Installation and environments#
How do I verify my installation?#
python -c "import lazyslide as zs; print(zs.__version__)"
Then run a minimal, model-free smoke test:
import lazyslide as zs
wsi = zs.datasets.sample(with_data=False)
zs.pp.find_tissues(wsi, level=-1)
print(len(wsi.shapes["tissues"]))
Which slide reader should I install?#
TiffSlide and OpenSlide cover many bright-field WSI formats. fastslide provides a high-performance native reader; Bio-Formats supports broad microscopy coverage; cuCIM supports GPU-accelerated I/O; pyisyntax handles Philips iSyntax; and pylibCZIrw handles Zeiss CZI. Reader installation details are on the Installation page.
Test the selected reader against representative files from your scanner. A filename extension alone does not guarantee that every vendor variant is supported.
How do I access a gated Hugging Face model?#
Request access on the model’s Hugging Face page, create a read token, and authenticate once:
hf auth login
Do not place tokens in notebooks, command history, or committed configuration. Confirm access by instantiating the model before launching a long slide job.

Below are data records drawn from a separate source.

PR #1311, opened 2024-12-07
Add progress report when uploading migration archives to Azure Blob or AWS S3

ArinGhazarian:
Closes https://github.ghe.com/github/octoshift/issues/9735

This PR adds the following:

1. Adds progress reports when uploading migration archives to Azure Blob or AWS S3 to the `gh [gei|bbs2gh] migrate-repo` commands.

Sample progress report when uploading to AWS S3:

image

Sample progress report when uploading to Azure blob:

image

2. Additionally I made the `OctoLogger` thread safe by using a shared `mutex` object for all public log methods.

- [x] Issue linked


iomekam (approved):
LGTM!

src/Octoshift/Services/AzureApi.cs
```diff
@@ -89,4 +101,24 @@ private Uri GetServiceSasUriForBlob(BlobClient blobClient)
...
+        {
+            if (DateTime.Now < _nextProgressReport)
+            {
+                return;
+            }
+
+            _nextProgressReport = _nextProgressReport.AddSeconds(UPLOAD_PROGRESS_REPORT_INTERVAL_IN_SECONDS);
+        }
+
+        var percentage = (int)(uploadedBytes * 100L / totalBytes);
```
jeviet, line 117: If archives are being transferred on a lossy connection, I believe that the percentage completed could exceed 100%.

jeviet: (Depending upon how/if TCP header size is removed from uploadedBytes, that could also cause a discrepancy)

ArinGhazarian: I don't think so as the `uploadedBytes` will always be reported by the Azure library. It should take care of everything including retries, etc internally.

jeviet (commented):
Approving based upon conversation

How do I run models on an offline compute node?#
Download the weights on a networked machine or login node:
hf download OWNER/MODEL
Copy or mount the same Hugging Face cache on the compute node, then set offline mode before importing model libraries:
export HF_HUB_OFFLINE=1
Set HF_HOME consistently if the cache is not under its default location. See the Model Zoo for the complete offline workflow.
How do I install the development documentation environment?#
From a repository checkout:
uv sync --group docs --group tutorials
uv run task doc-build
Contributor setup is documented in Development setup.